## Task item
Please find the lines in the entries below that contain the word "Thanks", and copy each one.

## Information provided

PR #1991, opened 2025-02-25
[18.0][MIG] partner_middlename: Migration to 18.0

BhaveshHeliconia:


marcelsavegnago (approved):

BhaveshHeliconia:
@pedrobaeza : Could you please reopen this PR.

partner_middlename/tests/test_name.py
```diff
@@ -13,8 +13,9 @@ class PersonCase(TransactionCase):
     model = "res.partner"
     context = dict()
 
-    def setUp(self):
-        super().setUp()
+    @classmethod
```
NL66278, line 16: In class methods you should replace `self` with `cls`. Python does not care, but conventions do. (You could replace self with any name). 'self' is used to refer to an instance, but there is no instance yet.

BhaveshHeliconia: Thanks for pointing it out. I've updated self to cls in the class methods.

NL66278 (approved):
👍 LGTM. Thanks for your contribution and for quickly taking up remark.

PR #1983, opened 2025-02-19
[IMP] partner_contact_department: sort by name

yajo:
Current order is weird. This makes it more usable.

@moduon MT-8760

## Completed task
BhaveshHeliconia: Thanks for pointing it out. I've updated self to cls in the class methods.
👍 LGTM. Thanks for your contribution and for quickly taking up remark.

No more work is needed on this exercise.